**TO DO**: What you return must be exactly the lines running from the one with "lunika: because by" to the end of the data below, inclusive, and nothing more.

**MATERIAL SUPPLIED**:
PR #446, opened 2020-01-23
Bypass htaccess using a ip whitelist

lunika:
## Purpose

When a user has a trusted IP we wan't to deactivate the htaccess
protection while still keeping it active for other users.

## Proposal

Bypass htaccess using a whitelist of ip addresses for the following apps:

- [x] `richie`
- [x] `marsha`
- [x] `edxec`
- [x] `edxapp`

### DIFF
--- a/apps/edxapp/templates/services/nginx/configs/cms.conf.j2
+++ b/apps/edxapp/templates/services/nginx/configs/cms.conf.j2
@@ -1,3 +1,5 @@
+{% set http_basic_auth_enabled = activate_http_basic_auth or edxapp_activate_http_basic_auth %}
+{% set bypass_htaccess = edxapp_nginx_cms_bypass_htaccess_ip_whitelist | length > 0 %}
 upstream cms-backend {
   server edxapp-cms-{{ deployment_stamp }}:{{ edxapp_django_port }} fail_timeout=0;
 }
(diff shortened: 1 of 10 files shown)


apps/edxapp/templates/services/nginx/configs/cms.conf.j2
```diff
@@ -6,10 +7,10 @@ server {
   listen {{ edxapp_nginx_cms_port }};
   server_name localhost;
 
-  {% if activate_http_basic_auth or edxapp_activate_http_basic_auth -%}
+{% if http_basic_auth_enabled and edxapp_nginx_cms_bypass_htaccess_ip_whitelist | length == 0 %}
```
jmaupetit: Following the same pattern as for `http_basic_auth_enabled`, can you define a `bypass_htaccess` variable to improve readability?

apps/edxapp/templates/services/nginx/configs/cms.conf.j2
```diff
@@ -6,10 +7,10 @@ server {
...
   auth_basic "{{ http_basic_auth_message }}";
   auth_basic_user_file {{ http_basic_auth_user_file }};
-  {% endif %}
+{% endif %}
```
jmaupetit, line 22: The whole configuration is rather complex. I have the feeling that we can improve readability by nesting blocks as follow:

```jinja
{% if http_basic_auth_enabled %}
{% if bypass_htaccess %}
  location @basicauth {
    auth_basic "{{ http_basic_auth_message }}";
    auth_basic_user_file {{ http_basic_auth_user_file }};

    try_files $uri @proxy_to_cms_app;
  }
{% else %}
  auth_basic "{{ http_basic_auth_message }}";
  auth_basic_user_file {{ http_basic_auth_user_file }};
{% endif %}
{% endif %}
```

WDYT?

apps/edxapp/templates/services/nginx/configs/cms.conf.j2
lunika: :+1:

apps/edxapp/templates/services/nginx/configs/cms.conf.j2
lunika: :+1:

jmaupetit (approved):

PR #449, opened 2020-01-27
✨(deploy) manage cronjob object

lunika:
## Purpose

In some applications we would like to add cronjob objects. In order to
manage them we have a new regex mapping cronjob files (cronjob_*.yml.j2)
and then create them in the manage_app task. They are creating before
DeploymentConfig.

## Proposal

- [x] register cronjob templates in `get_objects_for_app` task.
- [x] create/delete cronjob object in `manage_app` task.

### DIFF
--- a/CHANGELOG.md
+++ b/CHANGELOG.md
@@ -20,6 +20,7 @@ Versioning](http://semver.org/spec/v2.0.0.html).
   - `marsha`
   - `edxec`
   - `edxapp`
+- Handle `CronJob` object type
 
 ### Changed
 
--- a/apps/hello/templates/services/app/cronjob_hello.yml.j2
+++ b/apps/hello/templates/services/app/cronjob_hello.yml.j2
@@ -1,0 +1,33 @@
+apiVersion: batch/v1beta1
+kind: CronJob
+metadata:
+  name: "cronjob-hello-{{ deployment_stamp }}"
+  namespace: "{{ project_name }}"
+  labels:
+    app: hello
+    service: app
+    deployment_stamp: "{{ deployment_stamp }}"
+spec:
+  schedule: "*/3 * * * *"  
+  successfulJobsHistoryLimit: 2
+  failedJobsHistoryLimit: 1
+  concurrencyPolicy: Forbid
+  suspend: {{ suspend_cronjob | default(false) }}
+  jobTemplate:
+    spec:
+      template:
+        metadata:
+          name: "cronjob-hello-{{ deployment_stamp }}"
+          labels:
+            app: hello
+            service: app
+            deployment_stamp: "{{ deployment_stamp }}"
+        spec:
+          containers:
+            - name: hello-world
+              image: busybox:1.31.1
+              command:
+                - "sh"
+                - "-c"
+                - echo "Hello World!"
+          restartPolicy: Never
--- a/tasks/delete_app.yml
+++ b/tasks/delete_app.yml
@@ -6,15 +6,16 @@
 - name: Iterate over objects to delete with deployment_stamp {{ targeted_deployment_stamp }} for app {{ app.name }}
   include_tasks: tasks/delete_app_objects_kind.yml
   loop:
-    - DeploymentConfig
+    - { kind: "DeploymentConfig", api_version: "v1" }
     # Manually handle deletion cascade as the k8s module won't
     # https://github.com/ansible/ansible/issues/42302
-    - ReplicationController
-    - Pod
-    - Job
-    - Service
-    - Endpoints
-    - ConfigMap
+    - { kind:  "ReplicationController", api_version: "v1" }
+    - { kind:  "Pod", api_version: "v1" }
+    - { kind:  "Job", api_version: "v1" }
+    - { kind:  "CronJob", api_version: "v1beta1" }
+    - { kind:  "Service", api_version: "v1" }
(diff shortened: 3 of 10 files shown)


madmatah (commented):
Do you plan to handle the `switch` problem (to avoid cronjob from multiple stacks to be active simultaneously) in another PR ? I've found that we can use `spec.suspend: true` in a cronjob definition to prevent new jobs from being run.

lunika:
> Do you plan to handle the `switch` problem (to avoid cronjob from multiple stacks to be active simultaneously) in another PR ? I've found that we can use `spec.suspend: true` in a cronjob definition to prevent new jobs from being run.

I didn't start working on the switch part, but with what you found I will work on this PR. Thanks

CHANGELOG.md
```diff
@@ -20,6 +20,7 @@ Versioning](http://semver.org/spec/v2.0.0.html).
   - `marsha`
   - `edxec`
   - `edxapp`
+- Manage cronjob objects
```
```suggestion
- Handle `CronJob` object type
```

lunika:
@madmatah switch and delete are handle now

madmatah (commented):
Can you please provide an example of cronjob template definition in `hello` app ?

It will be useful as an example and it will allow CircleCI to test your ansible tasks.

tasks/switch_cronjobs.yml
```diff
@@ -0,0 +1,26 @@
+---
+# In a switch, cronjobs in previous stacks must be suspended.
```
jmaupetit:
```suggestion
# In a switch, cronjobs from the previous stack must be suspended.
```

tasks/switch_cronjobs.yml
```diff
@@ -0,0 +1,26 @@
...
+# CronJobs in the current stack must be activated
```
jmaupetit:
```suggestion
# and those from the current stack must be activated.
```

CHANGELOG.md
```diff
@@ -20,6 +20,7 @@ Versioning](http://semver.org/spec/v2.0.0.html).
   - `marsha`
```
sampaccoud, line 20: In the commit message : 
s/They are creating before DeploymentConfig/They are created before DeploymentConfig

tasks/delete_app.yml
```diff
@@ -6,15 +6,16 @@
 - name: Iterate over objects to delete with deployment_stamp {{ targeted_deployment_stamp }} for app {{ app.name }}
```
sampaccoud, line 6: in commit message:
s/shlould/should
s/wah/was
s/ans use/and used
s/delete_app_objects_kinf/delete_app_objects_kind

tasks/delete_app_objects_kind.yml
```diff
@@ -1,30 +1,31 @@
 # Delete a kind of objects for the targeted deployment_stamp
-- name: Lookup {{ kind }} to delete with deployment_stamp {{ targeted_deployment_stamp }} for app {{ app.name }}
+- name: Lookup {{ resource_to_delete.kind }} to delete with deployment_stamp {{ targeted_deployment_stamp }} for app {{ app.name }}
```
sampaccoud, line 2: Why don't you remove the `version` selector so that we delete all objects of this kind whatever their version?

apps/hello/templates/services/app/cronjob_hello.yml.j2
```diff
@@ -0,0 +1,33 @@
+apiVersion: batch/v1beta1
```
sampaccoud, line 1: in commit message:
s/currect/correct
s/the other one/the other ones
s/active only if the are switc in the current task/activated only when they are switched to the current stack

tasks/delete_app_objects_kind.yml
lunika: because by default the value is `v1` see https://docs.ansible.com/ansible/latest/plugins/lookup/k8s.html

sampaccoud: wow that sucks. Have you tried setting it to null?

**EXERCISE ANSWER**:
lunika: because by default the value is `v1` see https://docs.ansible.com/ansible/latest/plugins/lookup/k8s.html

sampaccoud: wow that sucks. Have you tried setting it to null?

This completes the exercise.